- ASSIGNMENT
Word for word, reproduce each of the entries.

- DATA RECORDS

PR #2304, opened 2022-10-13
make radio button container clickable

liampuk:
## What does this do?

Makes the container of the radio button clickable, instead of just the radio button element.

### DIFF
--- a/src/ConfirmationRadioButtons/RadioButtonStyled.tsx
+++ b/src/ConfirmationRadioButtons/RadioButtonStyled.tsx
@@ -1,7 +1,6 @@
 import React, { FC, ChangeEvent, FocusEvent, ReactElement } from 'react'
 import styled from 'styled-components'
 import { theme } from '../theme'
-import { Box } from '../Box'
 
 export interface FakeInput {
   checked?: boolean
@@ -28,7 +27,7 @@ export const RadioButton: FC<RadioButtonProps> = ({
   onBlur,
   disabled = false,
 }: RadioButtonProps) => (
-  <Box flex alignItems="center">
+  <InputContainer>
     <RadioInput
       id={id}
       type="radio"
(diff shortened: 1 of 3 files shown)


src/ConfirmationRadioButtons/RadioButtonStyled.tsx
```diff
@@ -28,7 +27,7 @@ export const RadioButton: FC<RadioButtonProps> = ({
   onBlur,
   disabled = false,
 }: RadioButtonProps) => (
-  <Box flex alignItems="center">
+  <InputContainer>
```
fleonard, line 30: instead of adding a new StyledComponent you can just use `as="label"`

fleonard (commented):
Considering that now we have a proper `RadioGroup` component I was wondering if might be better to replace all the Confirmation with the new component?

src/ConfirmationRadioButtons/RadioButtonStyled.tsx
fleonard: @liampuk no what I'm saying is that the S'mores `Confirmation` button should be deprecated in favour of [this](https://marshmallow-insurance.github.io/smores-react/?path=/story/radiogroup--horizontal)

liampuk: Yep that's what I mean, it's maybe worth adding a component that uses `RadioGroup` with Yes/No as that is used quite a lot in agent-portal/fnol?

fleonard: you just need to pass this as options to get a YES/NO component
```
options={[
   { label: 'Yes', value: true },
   { label: 'No', value: false },
]}
 ```
 we do it already in the new direct flow in signup.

- RESULT
PR #2304, opened 2022-10-13
make radio button container clickable

liampuk:
## What does this do?

Makes the container of the radio button clickable, instead of just the radio button element.

### DIFF
--- a/src/ConfirmationRadioButtons/RadioButtonStyled.tsx
+++ b/src/ConfirmationRadioButtons/RadioButtonStyled.tsx
@@ -1,7 +1,6 @@
 import React, { FC, ChangeEvent, FocusEvent, ReactElement } from 'react'
 import styled from 'styled-components'
 import { theme } from '../theme'
-import { Box } from '../Box'
 
 export interface FakeInput {
   checked?: boolean
@@ -28,7 +27,7 @@ export const RadioButton: FC<RadioButtonProps> = ({
   onBlur,
   disabled = false,
 }: RadioButtonProps) => (
-  <Box flex alignItems="center">
+  <InputContainer>
     <RadioInput
       id={id}
       type="radio"
(diff shortened: 1 of 3 files shown)


src/ConfirmationRadioButtons/RadioButtonStyled.tsx
```diff
@@ -28,7 +27,7 @@ export const RadioButton: FC<RadioButtonProps> = ({
   onBlur,
   disabled = false,
 }: RadioButtonProps) => (
-  <Box flex alignItems="center">
+  <InputContainer>
```
fleonard, line 30: instead of adding a new StyledComponent you can just use `as="label"`

fleonard (commented):
Considering that now we have a proper `RadioGroup` component I was wondering if might be better to replace all the Confirmation with the new component?

src/ConfirmationRadioButtons/RadioButtonStyled.tsx
fleonard: @liampuk no what I'm saying is that the S'mores `Confirmation` button should be deprecated in favour of [this](https://marshmallow-insurance.github.io/smores-react/?path=/story/radiogroup--horizontal)

liampuk: Yep that's what I mean, it's maybe worth adding a component that uses `RadioGroup` with Yes/No as that is used quite a lot in agent-portal/fnol?

fleonard: you just need to pass this as options to get a YES/NO component
```
options={[
   { label: 'Yes', value: true },
   { label: 'No', value: false },
]}
 ```
 we do it already in the new direct flow in signup.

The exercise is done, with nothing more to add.